┌─ DATASET EXTRACT

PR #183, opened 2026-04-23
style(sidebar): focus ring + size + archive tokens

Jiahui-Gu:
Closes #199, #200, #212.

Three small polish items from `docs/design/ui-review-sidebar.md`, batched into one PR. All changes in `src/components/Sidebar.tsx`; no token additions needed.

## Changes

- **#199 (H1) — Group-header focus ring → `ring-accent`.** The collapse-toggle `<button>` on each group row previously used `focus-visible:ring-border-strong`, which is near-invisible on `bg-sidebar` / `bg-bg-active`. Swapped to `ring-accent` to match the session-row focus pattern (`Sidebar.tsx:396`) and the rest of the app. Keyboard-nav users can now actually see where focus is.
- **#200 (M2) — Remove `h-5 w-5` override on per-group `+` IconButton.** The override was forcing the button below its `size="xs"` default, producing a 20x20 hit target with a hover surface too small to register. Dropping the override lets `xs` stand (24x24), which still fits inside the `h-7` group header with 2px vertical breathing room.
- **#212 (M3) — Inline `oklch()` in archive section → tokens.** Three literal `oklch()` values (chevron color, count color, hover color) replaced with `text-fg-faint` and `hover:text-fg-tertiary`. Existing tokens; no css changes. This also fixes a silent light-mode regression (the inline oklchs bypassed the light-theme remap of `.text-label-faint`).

└─
┌─ DATASET EXTRACT

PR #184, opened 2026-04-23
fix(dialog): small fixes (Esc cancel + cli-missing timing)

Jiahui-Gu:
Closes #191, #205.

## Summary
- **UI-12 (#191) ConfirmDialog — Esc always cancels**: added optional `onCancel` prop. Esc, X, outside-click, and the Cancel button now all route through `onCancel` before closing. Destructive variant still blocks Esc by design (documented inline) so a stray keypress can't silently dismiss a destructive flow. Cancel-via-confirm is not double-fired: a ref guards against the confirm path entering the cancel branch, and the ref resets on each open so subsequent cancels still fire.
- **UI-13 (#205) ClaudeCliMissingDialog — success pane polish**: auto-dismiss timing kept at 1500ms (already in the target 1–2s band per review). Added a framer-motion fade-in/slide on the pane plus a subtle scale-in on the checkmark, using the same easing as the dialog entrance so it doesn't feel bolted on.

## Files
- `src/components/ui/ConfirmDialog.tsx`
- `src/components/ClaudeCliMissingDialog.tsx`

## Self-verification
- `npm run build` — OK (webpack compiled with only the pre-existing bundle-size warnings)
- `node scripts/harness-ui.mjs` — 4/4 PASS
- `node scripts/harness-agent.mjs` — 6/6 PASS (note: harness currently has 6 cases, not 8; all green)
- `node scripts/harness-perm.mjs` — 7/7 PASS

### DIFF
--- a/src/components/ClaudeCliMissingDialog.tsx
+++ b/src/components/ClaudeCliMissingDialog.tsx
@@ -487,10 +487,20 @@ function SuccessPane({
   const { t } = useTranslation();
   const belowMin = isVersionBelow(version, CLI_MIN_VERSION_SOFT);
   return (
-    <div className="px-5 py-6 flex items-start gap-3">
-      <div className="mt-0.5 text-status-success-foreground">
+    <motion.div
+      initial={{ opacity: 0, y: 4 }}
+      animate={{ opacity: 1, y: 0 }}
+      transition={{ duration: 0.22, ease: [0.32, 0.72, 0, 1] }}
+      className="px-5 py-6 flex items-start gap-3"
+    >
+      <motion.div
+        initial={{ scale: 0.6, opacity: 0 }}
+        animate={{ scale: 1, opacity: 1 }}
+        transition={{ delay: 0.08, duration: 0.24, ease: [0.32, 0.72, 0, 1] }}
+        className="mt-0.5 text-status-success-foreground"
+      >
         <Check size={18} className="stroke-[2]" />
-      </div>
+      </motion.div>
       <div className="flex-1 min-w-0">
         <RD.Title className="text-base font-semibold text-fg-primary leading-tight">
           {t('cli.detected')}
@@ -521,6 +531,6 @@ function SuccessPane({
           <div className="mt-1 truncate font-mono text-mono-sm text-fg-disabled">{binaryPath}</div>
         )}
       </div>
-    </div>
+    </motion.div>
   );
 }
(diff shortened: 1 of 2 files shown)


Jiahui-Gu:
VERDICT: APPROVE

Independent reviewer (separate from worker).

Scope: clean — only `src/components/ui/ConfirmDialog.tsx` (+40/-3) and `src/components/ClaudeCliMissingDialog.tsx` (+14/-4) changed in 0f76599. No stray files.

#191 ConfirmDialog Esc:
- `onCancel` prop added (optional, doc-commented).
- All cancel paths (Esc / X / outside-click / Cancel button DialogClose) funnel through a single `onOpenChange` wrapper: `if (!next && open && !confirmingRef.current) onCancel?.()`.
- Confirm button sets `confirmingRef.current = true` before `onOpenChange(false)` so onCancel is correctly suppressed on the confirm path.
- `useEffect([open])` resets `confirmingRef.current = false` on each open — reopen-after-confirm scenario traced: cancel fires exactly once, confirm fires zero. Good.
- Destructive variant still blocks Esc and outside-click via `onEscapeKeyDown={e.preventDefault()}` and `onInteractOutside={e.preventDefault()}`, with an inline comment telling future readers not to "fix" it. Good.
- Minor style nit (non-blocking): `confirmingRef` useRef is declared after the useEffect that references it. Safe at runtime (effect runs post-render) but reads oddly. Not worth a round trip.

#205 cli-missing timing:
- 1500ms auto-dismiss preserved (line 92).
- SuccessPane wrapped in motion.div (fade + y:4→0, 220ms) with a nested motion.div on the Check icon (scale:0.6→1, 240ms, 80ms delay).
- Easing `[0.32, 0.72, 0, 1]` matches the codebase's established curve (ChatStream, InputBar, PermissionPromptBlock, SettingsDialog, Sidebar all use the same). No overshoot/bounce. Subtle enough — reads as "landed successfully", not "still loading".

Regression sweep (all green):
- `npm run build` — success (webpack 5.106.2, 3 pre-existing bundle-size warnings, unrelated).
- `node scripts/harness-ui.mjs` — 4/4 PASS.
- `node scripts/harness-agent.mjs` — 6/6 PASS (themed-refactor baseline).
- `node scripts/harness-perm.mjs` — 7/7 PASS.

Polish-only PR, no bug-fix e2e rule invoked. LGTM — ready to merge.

└─

__PROBLEM__
Only those lines of the entries above that run from the line containing "- All cancel" to the line containing "fires zero. Good.", both included, should be transcribed exactly.

__RESPONSE TO THE EXERCISE__
- All cancel paths (Esc / X / outside-click / Cancel button DialogClose) funnel through a single `onOpenChange` wrapper: `if (!next && open && !confirmingRef.current) onCancel?.()`.
- Confirm button sets `confirmingRef.current = true` before `onOpenChange(false)` so onCancel is correctly suppressed on the confirm path.
- `useEffect([open])` resets `confirmingRef.current = false` on each open — reopen-after-confirm scenario traced: cancel fires exactly once, confirm fires zero. Good.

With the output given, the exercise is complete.